Start of Block

PR #7514, opened 2022-07-29
Convert threads to CsWin32 PInvoke

fernandanavamoya:
Converted these threads:
- ActivateActCtx
- DeactivateActCtx
- GetShortPathName
- GetStartupInfo
- GetSystemPowerStatus
- MultiByteToWideChar
- WideChartToMultiByte

Deleted Interop.OpenProcess.cs and Interop.SetThreadLocale.cs, since they had zero references.

###### Microsoft Reviewers: [Open in CodeFlow](https://portal.fabricbot.ms/api/codeflow?pullrequest=https://github.com/dotnet/winforms/pull/7514)


fernandanavamoya:
cc: @AArnott

src/System.Windows.Forms.Primitives/src/NativeMethods.txt
```diff
@@ -1,14 +1,17 @@
 ACTCTX_FLAG_*
+ActivateActCtx
 AdjustWindowRectEx
 AdjustWindowRectExForDpi
 BeginPaint
 BitBlt
 CloseEnhMetaFile
 CombineRgn
+CP*
```
dreddy-work, line 9: Q: does this bring everything starts with `CP`? or something else?

src/System.Windows.Forms/tests/InteropTests/PropertyGridTests.cs
```diff
@@ -99,7 +99,8 @@ private unsafe void ExecuteWithActivationContext(string applicationManifest, Act
 
         try
         {
-            if (Kernel32.ActivateActCtx(handle, out var cookie).IsFalse())
+            nuint cookie;
+            if (PInvoke.ActivateActCtx(handle, &cookie) == false)
```
dreddy-work, line 103:
```suggestion
            if (!PInvoke.ActivateActCtx(handle, &cookie))
```

src/System.Windows.Forms/tests/InteropTests/PropertyGridTests.cs
```diff
@@ -110,7 +111,7 @@ private unsafe void ExecuteWithActivationContext(string applicationManifest, Act
             }
             finally
             {
-                if (Kernel32.DeactivateActCtx(0, cookie).IsFalse())
+                if (PInvoke.DeactivateActCtx(0, cookie) == false)
```
dreddy-work, line 114:
```suggestion
                if (!PInvoke.DeactivateActCtx(0, cookie))
```

src/System.Windows.Forms/src/System/Windows/Forms/Form.cs
```diff
@@ -6057,13 +6058,13 @@ private void WmExitSizeMove()
         private void WmCreate(ref Message m)
         {
             base.WndProc(ref m);
-            var si = new Kernel32.STARTUPINFOW();
-            Kernel32.GetStartupInfoW(ref si);
+            var si = new STARTUPINFOW();
```
AArnott, line 6061: tip: You don't have to initialize the struct any more since it's passed to an `out` parameter. You can just make this `STARTUPINFOW si;`

src/System.Windows.Forms/tests/InteropTests/PropertyGridTests.cs
AArnott: Why not use this syntax?
```cs
if (!PInvoke.ActivateActCtx(handle, out nuint cookie))
```

In particular, you can declare the variable as part of the `out` parameter, and you don't need the pointer syntax.

src/System.Windows.Forms.Primitives/src/System/Windows/Forms/Internals/ThemingScope.cs
```diff
@@ -36,14 +35,15 @@ private unsafe static bool IsContextActive()
         ///  on the stack even if one is already present. In such cases, this method helps - you get to manage
         ///  the cookie yourself though.
         /// </summary>
-        public static IntPtr Activate(bool useVisualStyles)
+        public unsafe static nint Activate(bool useVisualStyles)
         {
-            if (IsContextActiveButNotCreated(useVisualStyles) && Kernel32.ActivateActCtx(s_hActCtx, out IntPtr userCookie).IsTrue())
+            nuint userCookie;
+            if (IsContextActiveButNotCreated(useVisualStyles) && PInvoke.ActivateActCtx((HANDLE)s_hActCtx, &userCookie))
```
AArnott, line 41: Why use the `&userCookie` argument when you can use `out userCookie`? Or even better, `out nuint userCookie`?

AArnott (approved):

src/System.Windows.Forms.Primitives/src/NativeMethods.txt
RussKie: Is there a risk that'd this import more than we expect?

fernandanavamoya: > Q: does this bring everything starts with `CP`? or something else?

Correct. It calls libraries starting with `CP`. However, looking back, I believe it would be better to call `CP_` instead, this way it only calls the library that's being used: `CP_ACP`. You can also only call `CP_ACP`. However, since I don't know if I'll need to use this library later on, I decided to call `CP_` instead of only `CP_ACP`.

fernandanavamoya: > Is there a risk that'd this import more than we expect?

Since we can specify the imports, I do not believe this should be a problem. Or could there be a risk, @AArnott @JeremyKuhne?

src/System.Windows.Forms/tests/InteropTests/PropertyGridTests.cs
fernandanavamoya: When declaring the variable this way it takes `handle` as a `InteropServices.SafeHandle` instead of `Foundation.HANDLE` and we don't want to use the SafeHandle.

src/System.Windows.Forms.Primitives/src/NativeMethods.txt
JeremyKuhne: `CP_*` would be better. If we aren't using any other definitions the full name would be best: `CP_ACP`.

src/System.Windows.Forms.Primitives/src/System/Windows/Forms/Internals/ThemingScope.cs
JeremyKuhne: We don't want the `SafeHandle`. https://github.com/microsoft/CsWin32/issues/605

JeremyKuhne (approved):
Looks good!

End of Block

■ Assigned task: Reproduce each line of the entries in which the word "github" is found.

■ Answer to this problem:
###### Microsoft Reviewers: [Open in CodeFlow](https://portal.fabricbot.ms/api/codeflow?pullrequest=https://github.com/dotnet/winforms/pull/7514)
JeremyKuhne: We don't want the `SafeHandle`. https://github.com/microsoft/CsWin32/issues/605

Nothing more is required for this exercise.